LIQUIDITY PROBLEM.  On Sept. 18, Amaranth Managing Partner Nicholas Maounis told investors in his fund that "a dramatic move in natural gas prices" had forced Amaranth to get out of the gas market and would prompt Amaranth to post its first-ever yearly losses. The 64% drop in the spread between the March and April contracts began slowly in late August and early September, but came crashing down by more than $1 per MMBtu in the past three trading days.

Amaranth's contracts were not on the New York Mercantile Exchange (NYMEX), Greenberger explained, but were over-the-counter trades with big investment banks like Goldman Sachs (GS) acting as market-makers and counterparties. That complicates Amaranth's attempt to unwind itself, because an OTC contract nine months out is decidedly less liquid than its counterpart on the NYMEX, sources said.

A Goldman Sachs spokesman would not say how big the bank's exposure to Amaranth might be.

SECTOR NOT PANICKING.  Goldman Sachs is not the only bank acting as a broker or lender to Amaranth; both JP Morgan (JPM) and Merrill Lynch (MER) have been handling gas trades for the hedge fund, according to sources familiar with the fund. Representatives of those two investment banks did not return calls for comment.

Randall Dodd, president of the Washington-based Financial Policy Forum, said Amaranth's collapse highlights cracks in the nation's capital structure and, because of the unregulated nature of both energy derivatives and hedge funds, policymakers have no idea how deep those cracks are.
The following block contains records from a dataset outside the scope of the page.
PR #389, opened 2022-06-08
Make index-bench bench executable private

### LINKED ISSUE #388: index ships a public `bench` executable
It seems that in recent versions, index started shipping a binary called bench.

If this is intentionally public, prefixing its name would help avoiding conflicts. If it's not it, making it private would be best to avoid any future problems.

This has been causing troubles in projects using opam-monorepo as index is not the only one doing so, meaning vendoring it alongside those other packages causes dune to have multiple rules to build the bench executable.

I suspect this should be a private executable, used for benchmarking in index only. There are a few tricks you can use in dune to be able to refer to a private executable as if it was public. If that may help you can see how we do this in opam-monorepo:
https://github.com/ocamllabs/opam-monorepo/blob/main/test/bin/dune#L9.

Let me know if I can help with this in any way!

NathanReb:
Fixes #388 

As discussed with @icristescu and @Ngoguey42, the package is not meant to be used by external users nor is running the benchmark so we agreed that making it private was the right move here.

### DIFF
--- a/CHANGES.md
+++ b/CHANGES.md
@@ -2,6 +2,11 @@
 
 - Support all version of cmdliner (#386)
 
+## Fixed
+
+- Make `index-bench`'s `bench` executable private, avoiding executable
+  name collisions in opam-monorepo projects. (#389, @NathanReb)
+
 # 1.6.0 (2022-02-12)
 
 ## Added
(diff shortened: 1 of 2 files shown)


icristescu:
Thanks!

PR #394, opened 2023-07-19
Open lock files with O_CLOEXEC flag

vect0r-vicall:
This simple PR aims to open lock files with the `Unix.O_CLOEXEC` flag to avoid resource leak in case of forks.

### DIFF
--- a/CHANGES.md
+++ b/CHANGES.md
@@ -1,3 +1,9 @@
+# Unreleased
+
+## Changed
+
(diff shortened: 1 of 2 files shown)


metanivek (approved):
Thanks! Can you add an entry in `CHANGES.md`?

vect0r-vicall:
> Thanks! Can you add an entry in `CHANGES.md`?

Done!

PR #397, opened 2024-02-22
(draft) Eio backend

art-w:
Add `index.eio` to use Eio for I/O as an alternative to `index.unix` blocking I/O.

"We don't know how many more Amaranths are out there," Dodd said. "Several falling is a problem for the whole financial system."

In a Sept. 19 report, Merrill Lynch hedge fund analyst Mary Ann Bartels said whatever sickness Amaranth caught did not seem to be spreading across the sector. "Despite the carnage in the energy markets, large speculators did not panic and liquidate, which is contrarian bearish and could indicate further downside for energy," Bartels said.
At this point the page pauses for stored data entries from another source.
Issue #398, opened 2024-05-24
Updated values are not seen in RO instances


edwintorok:
Using 'index.1.6.2' on OCaml 4.14.1:
```
$ cat >testme.ml <<EOF
#require "index.unix";;
module L = struct let length = 4 end;;
module I = Index_unix.Make(Index.Key.String_fixed(L))(Index.Value.String_fixed(L))(Index.Cache.Noop);;
let path = "testme.ocamlindex"
let t = I.v path ~log_size:16384;;
let ro = I.v path ~readonly:true ~log_size:16384;;
I.replace t "1234" "aaaa";
I.flush t; I.sync ro;;
I.find ro "1234" |> print_endline;;

I.replace t "1234" "aaab";
I.flush t; I.sync ro;;
I.find ro "1234" |> print_endline
EOF

$ utop testme.ml
aaaa
aaaa
```

Maybe I misunderstand how `Index` should be used, but it does notice that new keys are added, but then it doesn't notice that a key's value has been changed.

How can I get the updated value from `t` to `ro`, am I missing some setting/call, or is this a bug?

art-w:
It's a bug indeed, many thanks for the short repro!

PR #399, opened 2024-05-24
Fix RO sync: clear LRU for all log updates

art-w:
As reported by @edwintorok in #398, a read-only instance would sometimes fail to find the latest value after doing a `sync`, because it would keep finding the old value in its LRU cache (and ignore the more recent writes).

The quick-fix is to always clear the LRU whenever `sync` discovers that the log has changed on disk... It's not super satisfying as we could be more fine grained and update the LRU with the new bindings from the log, but it's the strategy the code was already using for some (but not all) log updates.

### DIFF
--- a/CHANGES.md
+++ b/CHANGES.md
@@ -5,6 +5,7 @@
 - Lock files are now opened with O_CLOEXEC flag (#394, @vect0r-vicall)
 - Update to cmdliner.1.1.0 (#382, @MisterDA)
 - Mirage support: optional dependency to unix (#396, @art-w)
+- Fix RO sync: clear LRU for all log updates (#399, @art-w)
 
 # 1.6.2 (2023-06-06)
 
--- a/bench/dune
+++ b/bench/dune
@@ -26,7 +26,7 @@
  (preprocess
   (pps ppx_repr))
  (libraries index index.unix unix cmdliner logs repr ppx_repr common
-   tezos-base58 optint fmt rusage mtime mtime.clock.os digestif))
+   digestif.ocaml tezos-base58 optint fmt rusage mtime mtime.clock.os))
 
 ;; Require the above executables to compile during tests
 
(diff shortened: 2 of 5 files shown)


edwintorok:
Clearing all entries is probably safer indeed. Another approach might be to have a generation counter on each entry, and then compare the generation counter of the file with the generation counter of the cached entry, and consider the entry stale if it is older.

art-w:
Hmm I'm slightly worried of the performance impact of double-checking the LRU freshness on every query, it felt more predictable to only penalize the read-only instance for calling `sync` by clearing its LRU. Wouldn't the generation counter be equivalent to an LRU clear as it would invalidate all entries that are older than the latest update? (note that we only call `Lru.clear` if `sync` sees that an update happened, but otherwise the LRU is preserved)

That being said, I believe it should be possible for `sync` to update the LRU with the newer values read from the log, but the code change is more involved... Perhaps as a follow-up PR, unless you are already seeing poor performances caused by the LRU clear?

edwintorok:
> Hmm I'm slightly worried of the performance impact of double-checking the LRU freshness on every query, it felt more predictable to only penalize the read-only instance for calling `sync` by clearing its LRU. Wouldn't the generation counter be equivalent to an LRU clear as it would invalidate all entries that are older than the latest update? (note that we only call `Lru.clear` if `sync` sees that an update happened, but otherwise the LRU is preserved)

You are right, keeping a RO client efficiently in-sync with another one is not really possible currently, and the generation counter wouldn't really help (you need to discard all LRU entries, whenever *anything* changes in the index, even if we have per-entry generation counters, we'd still need to read that counter to know whether it changed or not).

> 
> That being said, I believe it should be possible for `sync` to update the LRU with the newer values read from the log, but the code change is more involved... Perhaps as a follow-up PR, unless you are already seeing poor performances caused by the LRU clear?

Yes, that sounds like a better approach than what I was suggesting with the generation counters. Followup PR sounds good, currently I'm just evaluating whether I can use 'index' in a project, I'm not using it yet as such.

PR #242, opened 2023-03-07
fix(esp_modem): run CI build job for all targets

david-cermak:
Simplified the workflow, use `idf-build-apps` package to find apps for all supported targets.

"BORDERS ON SINFUL."  According to Greenberger, "the positions Amaranth took were too large to have any relationship with the underlying fundamentals"— trades that if made on a regulated exchange such as NYMEX would have likely earned disapproval.
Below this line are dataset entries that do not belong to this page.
PR #243, opened 2023-03-07
esp_modem: Dual DTE support

tore-espressif:
Modems can expose 2 terminals, which can be used simultaneously. One for AT commands, the other one for data.

* Added new DTE constructors that accept two instances of `Terminal` class
* Added new DTE state 'DUAL'

Tested with USB modem SimCom A7670E

@david-cermak PTAL

### DIFF
--- a/components/esp_modem/src/esp_modem_dce.cpp
+++ b/components/esp_modem/src/esp_modem_dce.cpp
@@ -88,6 +88,7 @@ bool DCE_Mode::set_unsafe(DTE *dte, ModuleIf *device, Netif &netif, modem_mode m
 {
     switch (m) {
     case modem_mode::UNDEF:
+    case modem_mode::DUAL_MODE: // Only DTE can be in Dual mode
         break;
     case modem_mode::COMMAND_MODE:
         if (mode == modem_mode::COMMAND_MODE || mode >= modem_mode::CMUX_MANUAL_MODE) {
--- a/components/esp_modem/idf_component.yml
+++ b/components/esp_modem/idf_component.yml
@@ -1,4 +1,4 @@
-version: "0.1.27"
+version: "0.1.28"
 description: esp modem
 url: https://github.com/espressif/esp-protocols/tree/master/components/esp_modem
 dependencies:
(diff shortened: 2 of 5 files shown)


components/esp_modem/src/esp_modem_dce.cpp
```diff
@@ -88,6 +88,7 @@ bool DCE_Mode::set_unsafe(DTE *dte, ModuleIf *device, Netif &netif, modem_mode m
 {
     switch (m) {
     case modem_mode::UNDEF:
+    case modem_mode::DUAL_MODE: // Only DTE can be in Dual mode
```
david-cermak, line 91: Question: When we construct the DTE in `DUAL_MODE`, which transitions are supported for `DCE` ? Could we get out of sync? How do we switch the second terminal to the `DATA_MODE`?

david-cermak (approved):
Changes LGTM, just left one question about mode transitions from user perspective (DCE).

components/esp_modem/src/esp_modem_dce.cpp
tore-espressif: The 2 terminals in USB modems are equal -> it does not matter which is used for data or commands.

So `set_mode(DATA)` connects the modem to cellular network: primary terminal is switched to data mode and swapped with secondary terminal.
And `set_mode(CMD)` disconnects the modem from cellular network.
CMUX is not supported (but not explicitly forbidden).

> Could we get out of sync?

In case ESP resets and connects to modem that is already in data mode, we will be out of sync. (I don't know how this can be solved in `esp_modem` :/)

Does it answer your questions?

tore-espressif:
> Changes LGTM, just left one question about mode transitions from user perspective (DCE).

Thank you for the quick review @david-cermak !
Generally speaking, this is a minimum viable feature for dual-terminal modems, I expect that the feature will be extended as we test it with more devices. Is it OK? Or should we do more testing?

components/esp_modem/src/esp_modem_dce.cpp
david-cermak: I see, thanks for explaining!

> (I don't know how this can be solved in esp_modem :/)

This is a general problem in `esp_modem` and we assume the initial mode is `UNDEF`, I've planned to implement the mode detection mechanism on startup, which would address this issue. But it's unrelated to your changes.

david-cermak:
> Generally speaking, this is a minimum viable feature for dual-terminal modems, I expect that the feature will be extended as we test it with more devices. Is it OK? Or should we do more testing?

Yes, we can merge it as is. Thanks for adding support for two *real* terminals!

The Commodity Futures Trading Commission (CFTC) "would have either talked them down or threatened them down," Greenberger surmised. He said Amaranth's woes highlight the need for the CFTC or Congress to start tightening the presently nonexistent reins on OTC energy derivatives.

"It borders on being sinful," Greenberger asserted. "The CFTC has turned a blind eye to these markets, making them unreliable as a hedging vehicle."

FEINSTEIN'S PUSH.  "We are aware of the situation," a CFTC spokesman said, declining to confirm or deny whether the commission was looking into market misbehavior on the part of Amaranth.

The political fallout from Amaranth's troubles had reached Capitol Hill by the afternoon of Sept. 19. Sen. Dianne Feinstein (D-Calif.), who has a bill before the Senate to require OTC energy traders to report their positions daily, reiterated her call for more regulation.

"This is a graphic and very expensive example of the need for legislation that would increase transparency and accountability in the energy markets so the federal government could determine if speculation or manipulation is occurring," Feinstein told Platts.